DESCRIPTION OF THE TASK: Reproduce the records below exactly, but only between the lines holding "PR #84, opened 2018-05-03" and "Product grid items have", inclusive.
•••
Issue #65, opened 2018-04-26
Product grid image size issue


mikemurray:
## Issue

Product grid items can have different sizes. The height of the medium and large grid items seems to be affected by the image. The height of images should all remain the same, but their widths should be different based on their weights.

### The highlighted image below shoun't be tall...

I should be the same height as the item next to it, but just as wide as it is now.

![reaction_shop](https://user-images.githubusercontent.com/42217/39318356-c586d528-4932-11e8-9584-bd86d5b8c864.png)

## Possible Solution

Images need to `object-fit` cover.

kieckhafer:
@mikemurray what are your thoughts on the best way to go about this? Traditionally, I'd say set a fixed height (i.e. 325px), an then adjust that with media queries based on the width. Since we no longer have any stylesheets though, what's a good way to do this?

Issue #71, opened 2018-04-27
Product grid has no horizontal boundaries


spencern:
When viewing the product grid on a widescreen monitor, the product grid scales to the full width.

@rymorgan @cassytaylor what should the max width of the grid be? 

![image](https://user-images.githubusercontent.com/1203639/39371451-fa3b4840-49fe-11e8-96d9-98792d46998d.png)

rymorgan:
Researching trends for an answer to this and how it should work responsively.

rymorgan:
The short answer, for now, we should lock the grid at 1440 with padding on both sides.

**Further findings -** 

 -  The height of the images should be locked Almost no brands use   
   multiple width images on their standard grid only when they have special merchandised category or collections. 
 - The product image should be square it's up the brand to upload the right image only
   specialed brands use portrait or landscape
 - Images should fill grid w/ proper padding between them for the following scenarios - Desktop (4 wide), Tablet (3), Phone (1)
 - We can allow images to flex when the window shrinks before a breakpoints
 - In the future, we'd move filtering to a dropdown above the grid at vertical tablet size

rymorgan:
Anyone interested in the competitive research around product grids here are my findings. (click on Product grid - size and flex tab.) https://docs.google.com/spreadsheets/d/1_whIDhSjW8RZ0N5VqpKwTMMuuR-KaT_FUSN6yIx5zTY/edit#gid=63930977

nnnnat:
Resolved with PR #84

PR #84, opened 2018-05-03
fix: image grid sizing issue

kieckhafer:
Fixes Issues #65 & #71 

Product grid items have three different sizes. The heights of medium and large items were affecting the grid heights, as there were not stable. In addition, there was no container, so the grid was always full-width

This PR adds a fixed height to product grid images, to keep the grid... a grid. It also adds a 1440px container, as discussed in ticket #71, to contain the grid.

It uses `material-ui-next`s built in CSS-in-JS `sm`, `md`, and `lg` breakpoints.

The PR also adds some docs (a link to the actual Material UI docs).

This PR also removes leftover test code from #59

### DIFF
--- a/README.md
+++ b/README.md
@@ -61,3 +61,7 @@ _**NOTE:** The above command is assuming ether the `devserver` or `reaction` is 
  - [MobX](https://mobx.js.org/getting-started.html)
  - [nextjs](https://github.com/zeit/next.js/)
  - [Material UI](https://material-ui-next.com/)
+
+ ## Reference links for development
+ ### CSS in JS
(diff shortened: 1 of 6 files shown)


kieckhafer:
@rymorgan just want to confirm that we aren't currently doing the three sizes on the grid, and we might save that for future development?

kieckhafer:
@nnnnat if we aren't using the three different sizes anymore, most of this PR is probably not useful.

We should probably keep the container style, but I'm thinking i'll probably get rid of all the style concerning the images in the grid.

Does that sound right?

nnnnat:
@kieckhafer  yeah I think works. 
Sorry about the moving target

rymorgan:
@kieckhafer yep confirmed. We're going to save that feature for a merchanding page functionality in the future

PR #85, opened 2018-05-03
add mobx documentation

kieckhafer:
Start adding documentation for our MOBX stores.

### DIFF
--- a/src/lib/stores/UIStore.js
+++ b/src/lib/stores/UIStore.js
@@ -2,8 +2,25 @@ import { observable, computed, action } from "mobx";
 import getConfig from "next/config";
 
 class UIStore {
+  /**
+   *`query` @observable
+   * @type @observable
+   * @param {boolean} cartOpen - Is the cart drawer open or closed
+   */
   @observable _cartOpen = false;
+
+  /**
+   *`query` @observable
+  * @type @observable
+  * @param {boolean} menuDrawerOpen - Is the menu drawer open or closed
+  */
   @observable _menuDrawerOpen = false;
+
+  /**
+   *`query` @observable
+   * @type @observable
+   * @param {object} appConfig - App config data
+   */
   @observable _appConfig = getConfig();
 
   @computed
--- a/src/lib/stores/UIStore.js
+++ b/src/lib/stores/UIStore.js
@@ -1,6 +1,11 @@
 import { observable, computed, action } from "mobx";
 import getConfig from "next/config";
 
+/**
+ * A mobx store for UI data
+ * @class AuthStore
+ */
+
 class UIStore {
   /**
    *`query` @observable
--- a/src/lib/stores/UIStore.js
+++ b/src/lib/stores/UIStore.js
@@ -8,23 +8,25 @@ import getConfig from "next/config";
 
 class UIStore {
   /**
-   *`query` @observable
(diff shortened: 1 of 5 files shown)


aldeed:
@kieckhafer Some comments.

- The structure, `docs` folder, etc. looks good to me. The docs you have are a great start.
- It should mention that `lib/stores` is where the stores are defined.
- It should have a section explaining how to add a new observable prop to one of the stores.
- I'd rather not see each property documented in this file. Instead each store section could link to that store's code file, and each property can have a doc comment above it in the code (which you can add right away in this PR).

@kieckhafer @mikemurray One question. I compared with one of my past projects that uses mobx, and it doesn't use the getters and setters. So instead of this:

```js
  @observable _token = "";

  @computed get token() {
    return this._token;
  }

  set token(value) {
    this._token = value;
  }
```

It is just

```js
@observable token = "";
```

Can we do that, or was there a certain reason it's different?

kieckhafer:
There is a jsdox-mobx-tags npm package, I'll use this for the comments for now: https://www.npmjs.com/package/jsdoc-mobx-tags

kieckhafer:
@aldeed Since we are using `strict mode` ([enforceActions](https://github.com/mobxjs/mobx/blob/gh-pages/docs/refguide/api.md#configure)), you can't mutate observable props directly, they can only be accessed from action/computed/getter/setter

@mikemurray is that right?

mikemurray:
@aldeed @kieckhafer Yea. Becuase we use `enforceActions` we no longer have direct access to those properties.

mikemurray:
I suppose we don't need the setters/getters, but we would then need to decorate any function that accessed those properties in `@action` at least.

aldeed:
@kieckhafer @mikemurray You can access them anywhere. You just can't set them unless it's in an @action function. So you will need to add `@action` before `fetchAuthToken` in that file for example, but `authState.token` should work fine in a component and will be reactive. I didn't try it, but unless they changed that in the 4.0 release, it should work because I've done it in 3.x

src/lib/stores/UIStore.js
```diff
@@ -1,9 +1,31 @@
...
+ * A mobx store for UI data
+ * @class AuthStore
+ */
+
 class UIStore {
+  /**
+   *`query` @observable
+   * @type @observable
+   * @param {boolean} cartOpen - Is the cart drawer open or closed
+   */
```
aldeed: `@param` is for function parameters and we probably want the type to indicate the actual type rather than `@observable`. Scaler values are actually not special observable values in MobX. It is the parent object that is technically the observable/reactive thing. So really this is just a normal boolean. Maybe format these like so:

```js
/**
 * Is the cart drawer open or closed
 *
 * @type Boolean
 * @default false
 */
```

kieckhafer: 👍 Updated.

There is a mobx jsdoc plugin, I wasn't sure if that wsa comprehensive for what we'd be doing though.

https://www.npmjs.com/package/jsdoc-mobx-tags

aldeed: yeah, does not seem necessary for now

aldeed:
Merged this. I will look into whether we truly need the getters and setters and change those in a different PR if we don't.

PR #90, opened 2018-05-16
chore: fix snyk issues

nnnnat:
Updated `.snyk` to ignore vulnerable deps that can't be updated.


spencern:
•••
OUTPUT:
PR #84, opened 2018-05-03
fix: image grid sizing issue

kieckhafer:
Fixes Issues #65 & #71 

Product grid items have three different sizes. The heights of medium and large items were affecting the grid heights, as there were not stable. In addition, there was no container, so the grid was always full-width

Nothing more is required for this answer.